The Core ML backend also supports quantizing models with the torchao quantize_ API. This is most commonly used for LLMs, requiring more advanced quantization. Since quantize_ is not backend aware, it is important to use a config that is compatible with Core ML:

  • Quantize embedding/linear layers with IntxWeightOnlyConfig (with weight_dtype torch.int4 or torch.int8, using PerGroup or PerAxis granularity). Using 4-bit or PerGroup quantization requires exporting with minimum_deployment_target >= ct.target.iOS18. Using 8-bit quantization with per-axis granularity is supported on ct.target.IOS16+. See Core ML CompileSpec for more information on setting the deployment target.

  • Quantize embedding/linear layers with CodebookWeightOnlyConfig (with dtype torch.uint1 through torch.uint8, using various block sizes). Quantizing with CodebookWeightOnlyConfig requires exporting with minimum_deployment_target >= ct.target.iOS18, see Core ML CompileSpec for more information on setting the deployment target.

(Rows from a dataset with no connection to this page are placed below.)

PR #1858, opened 2023-12-06
fix: install the x64 cli on windows-on-arm hosts

MarshallOfSound:
As in title, currently installing the CLI errored out on windows-on-arm hosts because it tries to install a build that I guess doesn't exist.  This is a temporary workaround until ideally and arm64 build for windows is published.


lforst:
This will likely not be enough (unless you're manually using the install script). We likely need to allow/publish this in our npm distribution packages.

Issue #1861, opened 2023-12-06
Switch from libgit2 to gix


scefali:
@asottile-sentry described a bug I encountered using the CLI through Docker [here](https://github.com/libgit2/libgit2/issues/6663)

Below is an example that quantizes embeddings to 8-bits per-axis and linear layers to 4-bits using group_size=32 with affine quantization:

from torchao.quantization.granularity import PerGroup, PerAxis
from torchao.quantization.quant_api import (
    IntxWeightOnlyConfig,
    quantize_,
)

# Quantize embeddings with 8-bits, per channel
embedding_config = IntxWeightOnlyConfig(
    weight_dtype=torch.int8,
    granularity=PerAxis(0),
)
quantize_(
    eager_model,
    embedding_config,
    lambda m, fqn: isinstance(m, torch.nn.Embedding),
)

# Quantize linear layers with 4-bits, per-group
linear_config = IntxWeightOnlyConfig(
    weight_dtype=torch.int4,
    granularity=PerGroup(32),
)
quantize_(
    eager_model,
    linear_config,
)

Below is another example that uses codebook quantization to quantize both embeddings and linear layers to 3-bits. In the coremltools documentation, this is called palettization:

from torchao.quantization.quant_api import (
    quantize_,
)
from torchao.prototype.quantization.codebook_coreml import CodebookWeightOnlyConfig

quant_config = CodebookWeightOnlyConfig(
    dtype=torch.uint3,
    # There is one LUT per 16 rows
    block_size=[16, -1],
)

quantize_(
    eager_model,
    quant_config,
    lambda m, fqn: isinstance(m, torch.nn.Embedding) or isinstance(m, torch.nn.Linear),
)

Both of the above examples will export and lower to Core ML with the to_edge_transform_and_lower API.